I think with the notion of Data Availability as a Service we can focus entirely on ZK rollups that live on top of parachains.

That said, I think that there are a few not-specifically-technical reasons to support this at the base layer:

• It’s not clear exactly how good ZK rollup scaling is going to get. Future-proofing Polkadot to be able to adapt to a full ZK scaling approach is a useful strategic hedge, even though Wasm parachains should be notably faster for the foreseeable future.
• The development focus on ZK Rollups is substantive, and it’d be useful for Polkadot to make inroads at a protocol level for this developer audience. This should help cement Polkadot as an innovation hub, particularly among smart ZK folks.

@burdges I don’t fully understand what you mean by Whole Block Optimizations, but maybe you could make a separate post outlining how that might work from top-to-bottom?

We’ll scale much further than our current design using parallel relay chains, which become secure once you’ve like 1000 random validators per relay chain.

We’ll watch how zk roll ups develop of course. I kinda suspect special purpose SNARKs fair much better than general purpose ones, making the field less accessible, not more accessible. Among the general ones, zkSTARKs need considerable space, so they actually fit nicely within our framework.

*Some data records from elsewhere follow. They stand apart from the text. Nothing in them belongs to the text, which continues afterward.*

PR #3283, opened 2019-06-03
build/configs: Fix reset issue at imxrt flash init

sangam-swami:
Modify linker scripts to fix flexspi flash configuration issue
In case of XIP, flexispi and hyperflash objects run on top of flash,
if we copy these in flash itself then unexpected behavior results.
So these are copied to data section to execute the flash init and config
from outside.


seinfra:
Target : [3acc97f1221cde28e3454aa8ee3951b62ea9f606] - Code Rule Check OK.

seinfra:
Target : [3acc97f1221cde28e3454aa8ee3951b62ea9f606] - Code Rule Check (C++) OK.

PR #3317, opened 2019-06-05
external/dhcp: Running LwIP DHCP over ioctl

SeonghoByeon:
- Modify DHCP application to use ioctl when the application uses LwIP's DHCPC/D

### DIFF
--- a/os/net/netdev/netdev_dhcpc.c
+++ b/os/net/netdev/netdev_dhcpc.c
@@ -1,0 +1,285 @@
+/****************************************************************************
+ *
+ * Copyright 2019 Samsung Electronics All Rights Reserved.
+ *
+ * Licensed under the Apache License, Version 2.0 (the "License");
+ * you may not use this file except in compliance with the License.
+ * You may obtain a copy of the License at
+ *
+ * http://www.apache.org/licenses/LICENSE-2.0
+ *
+ * Unless required by applicable law or agreed to in writing,
+ * software distributed under the License is distributed on an
+ * "AS IS" BASIS, WITHOUT WARRANTIES OR CONDITIONS OF ANY KIND,
+ * either express or implied. See the License for the specific
+ * language governing permissions and limitations under the License.
+ *
+ ****************************************************************************/
+/****************************************************************************
+ * net/netdev/netdev_dhcpc.c
+ *
+ *   Copyright (C) 2007, 2009, 2011-2012 Gregory Nutt. All rights reserved.
+ *   Author: Gregory Nutt <gnutt@nuttx.org>
+ *
+ * Based heavily on portions of uIP:
+ *
+ *   Author: Adam Dunkels <adam@dunkels.com>
+ *   Copyright (c) 2005, Swedish Institute of Computer Science
+ *   All rights reserved.
+ *
+ * Redistribution and use in source and binary forms, with or without
+ * modification, are permitted provided that the following conditions
+ * are met:
+ *
+ * 1. Redistributions of source code must retain the above copyright
+ *    notice, this list of conditions and the following disclaimer.
+ * 2. Redistributions in binary form must reproduce the above copyright
+ *    notice, this list of conditions and the following disclaimer in the
+ *    documentation and/or other materials provided with the distribution.
+ * 3. Neither the name of the Institute nor the names of its contributors
+ *    may be used to endorse or promote products derived from this software
+ *    without specific prior written permission.
+ *
+ * THIS SOFTWARE IS PROVIDED BY THE INSTITUTE AND CONTRIBUTORS ``AS IS'' AND
+ * ANY EXPRESS OR IMPLIED WARRANTIES, INCLUDING, BUT NOT LIMITED TO, THE
+ * IMPLIED WARRANTIES OF MERCHANTABILITY AND FITNESS FOR A PARTICULAR PURPOSE
+ * ARE DISCLAIMED.  IN NO EVENT SHALL THE INSTITUTE OR CONTRIBUTORS BE LIABLE
+ * FOR ANY DIRECT, INDIRECT, INCIDENTAL, SPECIAL, EXEMPLARY, OR CONSEQUENTIAL
+ * DAMAGES (INCLUDING, BUT NOT LIMITED TO, PROCUREMENT OF SUBSTITUTE GOODS
+ * OR SERVICES; LOSS OF USE, DATA, OR PROFITS; OR BUSINESS INTERRUPTION)
+ * HOWEVER CAUSED AND ON ANY THEORY OF LIABILITY, WHETHER IN CONTRACT, STRICT
+ * LIABILITY, OR TORT (INCLUDING NEGLIGENCE OR OTHERWISE) ARISING IN ANY WAY
+ * OUT OF THE USE OF THIS SOFTWARE, EVEN IF ADVISED OF THE POSSIBILITY OF
+ * SUCH DAMAGE.
+ *
+ ****************************************************************************/
+
+/****************************************************************************
+ * Included Files
+ ****************************************************************************/
+
+#include <sys/types.h>
+
+#include <stdlib.h>
+#include <string.h>
+#include <unistd.h>
+#include <time.h>
+#include <errno.h>
+#include <debug.h>
+#include <net/if.h>
+
+#include <protocols/dhcpc.h>
+#include <netutils/netlib.h>
+#include <net/lwip/netif.h>
+#include <net/lwip/netifapi.h>
+#include "netdev/netdev.h"
+
+/****************************************************************************
+ * Definitions
+ ****************************************************************************/
+#define DHCPC_SET_IP4ADDR(intf, ip, netmask, gateway)	        \
+	do {							\
+		int res = -1;					\
+		res = _netlib_set_ipv4addr(intf, &ip);		\
+		if (res == -1) {				\
+			nvdbg("[DHCPC] set ipv4 addr error\n");	\
+		}						\
+		res = _netlib_set_ipv4netmask(intf, &netmask);	\
+		if (res == -1) {				\
+			nvdbg("[DHCPC] set netmask addr error\n");	\
+		}						\
+		res = _netlib_set_dripv4addr(intf, &gateway);	\
+		if (res == -1) {				\
+			nvdbg("[DHCPC] set route addr error\n");	\
+		}						\
+	} while (0)
+
+/****************************************************************************
+ * Private Types
+ ****************************************************************************/
+/****************************************************************************
+ * Private Data
+ ****************************************************************************/
+/****************************************************************************
+ * Private Functions
+ ****************************************************************************/
+static void _ioctl_setipv4addr(FAR in_addr_t *outaddr, FAR const struct sockaddr *inaddr)
+{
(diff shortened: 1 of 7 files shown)


seinfra:
Target : [b399ff00600148fad8d39184113a575e10a379cd] - Code Rule Check (C++) OK.

seinfra:
Target : [b399ff00600148fad8d39184113a575e10a379cd] - Code Rule Check OK.

seinfra:
Target : [44a248b9be71af68fc3a754591ee9a3819335f68] - Code Rule Check (C++) OK.

seinfra:
Target : [44a248b9be71af68fc3a754591ee9a3819335f68] - Code Rule Check OK.

os/net/netdev/netdev_ioctl.c
```diff
@@ -1149,6 +1149,47 @@ static int free_addrinfo(struct addrinfo *ai)
...
+	mqd_t md = mq_open(DHCPD_MQ_NAME, O_RDWR | O_CREAT, 0666, &attr);
+	if (!md) {
+		printf("mq open fail%s %d\n", __FUNCTION__, errno);
+		mq_close(md);
+		return;
+	}
+
+	char *msg = "dhcpd_join";
+	int mq_ret = mq_send(md, msg, DHCPD_MQ_LEN, 100);
+	printf("[shbyeon] send mq %s\n", msg);
```
Taejun-Kwon: I already know who you are. also it is kernel, do not use printf.

external/dhcpd/dhcpd_lwip.c
```diff
@@ -92,15 +87,85 @@
...
+		char msg[DHCPD_MQ_LEN];
+		memset(msg, 0, DHCPD_MQ_LEN);
+		int prio = 0;
+		int nbytes = mq_receive(md, msg, DHCPD_MQ_LEN, &prio);
+		if (nbytes <= 0) {
+			if (errno != EAGAIN) {
+				ndbg("mq receive none (errno %d)\n", errno);
+				break;
+			}
+		} else {
```
Taejun-Kwon: This is not good, why don't you define message and check returned message?
I think Callback mechanism is much more better than your current logic.....

external/dhcpd/dhcpd_lwip.c
```diff
@@ -109,66 +174,86 @@
...
 	}
-	if (cur_netif->dhcps_pcb == NULL) {
-		ndbg("[DHCPS] stop dhcpd fail: no pcb\n");
-		return -1;
+
+	memset(&req, 0, sizeof(req));
+	req.type = DHCPDSTOP;
+	req.host_name = intf;
+
+	ret = ioctl(sockfd, SIOCLWIP, (unsigned long)&req);
```
Taejun-Kwon: I gave to you review already but how application layer knows ip layer's feature?? Of course file name including 'lwip'
But it is ioctl's command definition, this should be handled above of ip layer, I think
You can define SIOC_DHCPSTART / SIOC_DHCPSTOP and so on in ioctl.h
then socket should check current ip type and call functions properly.

os/net/netdev/netdev_dhcpc.c
```diff
@@ -0,0 +1,285 @@
...
+	while (netifapi_dhcp_address_valid(cur_netif) != 0) {
+		usleep(100000);
+		timeleft -= 100;
+		if (timeleft <= 0) {
+			ndbg("[DHCPC] dhcpc_start timeout\n");
+			netifapi_dhcp_stop(cur_netif);
+			return -1;
+		}
+	}
+	int ret = _netlib_get_ipv4addr(intf, &ip_check);
```
Taejun-Kwon: you can remove ret here.

os/net/netdev/netdev_dhcpc.c
```diff
@@ -0,0 +1,285 @@
...
+	DHCPC_SET_IP4ADDR(intf, in, in, in);
+	struct netif *cur_netif;
+	cur_netif = netif_find(intf);
+	if (cur_netif == NULL) {
+		ndbg("[DHCPC] No network interface for dhcpc\n");
+		return;
+	}
+	netifapi_dhcp_stop(cur_netif);
+	nvdbg("[DHCPC] dhcpc_stop -release IP address (lwip)\n");
+	return;
```
Taejun-Kwon: useless return here.

os/net/netdev/netdev_dhcpd.c
```diff
@@ -0,0 +1,165 @@
...
+	if (dhcp_join_cb) {
+		if (dhcps_register_cb(dhcp_join_cb) != ERR_OK) {
+			ndbg("[DHCPS] link callback fail\n");
+			return -1;
+		}
+	}
+
+	if (netifapi_dhcps_start(cur_netif) == ERR_OK) {
+		ndbg("[DHCPS] started successfully (LWIP)\n");
+		return OK;
```
Taejun-Kwon: You using OK here, then you can use ERROR instead of '-1' because it means you already include type.h

os/net/netdev/netdev_dhcpd.c
```diff
@@ -0,0 +1,165 @@
...
+	}
+
+	return -1;
+}
+
+/****************************************************************************
+ * Name: dhcps_server_stop
+ ****************************************************************************/
+int netdev_dhcp_server_stop(char *intf)
```
Taejun-Kwon: same as above.

os/net/netdev/netdev_dhcpd.c
```diff
@@ -0,0 +1,165 @@
...
+/****************************************************************************
+ * Private Functions
+ ****************************************************************************/
+/****************************************************************************
+ * Global Functions
+ ****************************************************************************/
+/****************************************************************************
+ * Name: dhcps_server_status
+ ****************************************************************************/
+int netdev_dhcp_server_status(char *intf)
```
Taejun-Kwon: You using like a below
```
		ret = netdev_dhcp_server_status((char *)in_arg->host_name);
		if (ret != 0) {
			printf("stop dhcpd fail\n");
		}
```
If server is opened, it returns '1' is it correct????

external/dhcpd/dhcpd_lwip.c
```diff
@@ -92,15 +87,85 @@
...
+	int sockfd = 0;
+	struct req_lwip_data req;
+	int ret = ERROR;
+	struct mq_attr attr;
+	attr.mq_maxmsg = DHCPD_MQ_MAX_LEN;
+	attr.mq_msgsize = DHCPD_MQ_LEN;
+	attr.mq_flags = 0;
+	attr.mq_curmsgs = 0;
+
+	mqd_t md = mq_open(DHCPD_MQ_NAME, O_RDWR | O_NONBLOCK |O_CREAT, 0666, &attr);
```
Taejun-Kwon: please add space between | and O_CREAT

external/dhcpd/dhcpd_lwip.c
```diff
@@ -92,15 +87,85 @@
...
+	req.type = DHCPDSTART;
+	req.host_name = data->intf;
+
+	ret = ioctl(sockfd, SIOCLWIP, (unsigned long)&req);
+	if (ret == ERROR) {
+		ndbg("ioctl() failed with errno: %d\n", errno);
+		goto go_out;
+	}
+
+	while (!g_dhcpd_term) {
```
Taejun-Kwon: You'd better classify code between related things for all the time (in this case handle socket first and then mq)

Also if it is possible, timed receive is more stable than mq_receive

external/dhcpd/dhcpd_lwip.c
```diff
@@ -109,66 +174,86 @@
...
-		return -1;
-	}
-	if (dhcp_join_cb) {
-		if (dhcps_register_cb(dhcp_join_cb) != ERR_OK) {
-			ndbg("[DHCPS] link callback fail\n");
-			return -1;
-		}
-	}
+	dhcp_join_data_s *data = (dhcp_join_data_s *)malloc(sizeof(dhcp_join_data_s));
+	data->intf = (char *)malloc(strlen(intf)+1);
```
Taejun-Kwon: numm clech is needed for these 2.

os/net/netdev/netdev_ioctl.c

We’ll hopefully lure EC zkSNARK dev teams onto Polkadot with Arkworks, as well as how we’ve already done the less sexy parts like availability. Yet, once they’re here I’d idealistically expect their best zk roll ups always cost more than parachain slots, driving a pivot towards user privacy.

We’ll see… If VCs foot the bill, and users accept latency, then zk roll ups could hang around even if they really cost more under the hood.